- [YOUR OBJECTIVE] The word "indexers" occurs in some lines of the listing. Copy those lines.

- [STORED DATA]
PR #1164, opened 2023-10-02
fix(indexes): toggle on and off with switch

fabricionaweb:
The idea is the make it similar to the IRC page, also the code have been taken from there.

The issue Im currently facing here is the `mutation` at Indexers.tsx:131 it seems to override everything is sent... I can not spread the indexers because it refuses with `cannot unmarshal array into Go ... something` and looking at the onSubmit method at IndexesForms.tsx:317 it does **a lot** of things...

So... Im begging some help here :D

### DIFF
--- a/internal/database/indexer.go
+++ b/internal/database/indexer.go
@@ -232,3 +232,25 @@ func (r *IndexerRepo) Delete(ctx context.Context, id int) error {
 
 	return nil
 }
+
+func (r *IndexerRepo) ToggleEnabled(ctx context.Context, indexerID int, enabled bool) error {
+	var err error
+
+	queryBuilder := r.db.squirrel.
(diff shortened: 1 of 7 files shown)


stacksmash76:
Works fine with:
```ts
updateMutation.mutate({
      ...indexer,
      enabled: newState
} as Indexer);
```

fabricionaweb:
> Works fine with:
> 
> ```ts
> updateMutation.mutate({
>       ...indexer,
>       enabled: newState
> } as Indexer);
> ```

hmm not here... this way it worked only for torznab, when I tried some IRC it failed with some `cannot unmarshal array into Go`

zze0s (approved):
Good start! I made some improvements and refactored related parts while I was at it.

PR #1172, opened 2023-10-08
feat(indexers): FileList update download link

mynameisbogdan:


internal/indexer/definitions/filelist.yaml
```diff
@@ -67,6 +67,6 @@ irc:
 
     match:
       infourl: "/details.php?id={{ .torrentId }}"
-      torrenturl: "/download.php?id={{ .torrentId }}&file={{ .torrentName }}.torrent&passkey={{ .passkey }}"
+      torrenturl: "/download.php?id={{ .torrentId }}&passkey={{ .passkey }}"
       encode:
         - torrentName
```
martylukyy, line 72: Can also remove this since URL safe encoding for `torrentName` is not needed anymore due to removal.

zze0s (approved):

PR #1188, opened 2023-10-16
feat(logs): sanitize basic auth in urls

danwilldev:
This regex is not perfect, any @ or : characters in a password will cause it to fail. If someone could suggest a better way of handling it then please comment or commit to this PR.
Thanks


danwilldev:
Test failing. Think I compiled the regex incorrectly

KyleSanderson:
might be worthwhile while specifying REDACTED_USER/etc. I don't think we do that elsewhere but it helps add clarity than just REDACTED literred everywhere

internal/http/logs.go
```diff
@@ -139,6 +139,10 @@ var (
 		{
 			pattern: regexp.MustCompile(`(SceneHD..invite).([a-zA-Z0-9]+)(\s+#announce)`),
 			repl:    "$1 REDACTED$3",
+		},
+				{
+			pattern: regexp.MustCompile(`(https?://)(.*?):(.*?)@(.*?)`),
```
KyleSanderson, line 144: the `:(.*?)` of this is optional, and won't match if the password is absent.

zze0s:
Looks like this needs some more love before it's ready to merge.

zze0s:
@danwilldev I was playing with this to try get it passing tests, but could not figure out why it does not work as expected. Maybe marty or soup can look into it since they built the log sanitizer.

danwilldev:
@zze0s it may be because I'm using "username:password" in the test string so it's getting double sanitized? Will leave it for now and hope one of the regex pros picks it up :D

s0up4200 (approved):

PR #1195, opened 2023-10-18
feat(indexers): PTP support freeleech

zze0s:
PTP has started to announce freeleech recently so this PR adds support to parse it properly instead of having to use `Match release tags` like `*freeleech*`.

https://regex101.com/r/QapE4W/1


martylukyy (approved):
Tested with 1000 announces of which 1000 matched. LGTM! 🚀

- [WRITTEN ANSWER]
The issue Im currently facing here is the `mutation` at Indexers.tsx:131 it seems to override everything is sent... I can not spread the indexers because it refuses with `cannot unmarshal array into Go ... something` and looking at the onSubmit method at IndexesForms.tsx:317 it does **a lot** of things...
feat(indexers): FileList update download link
feat(indexers): PTP support freeleech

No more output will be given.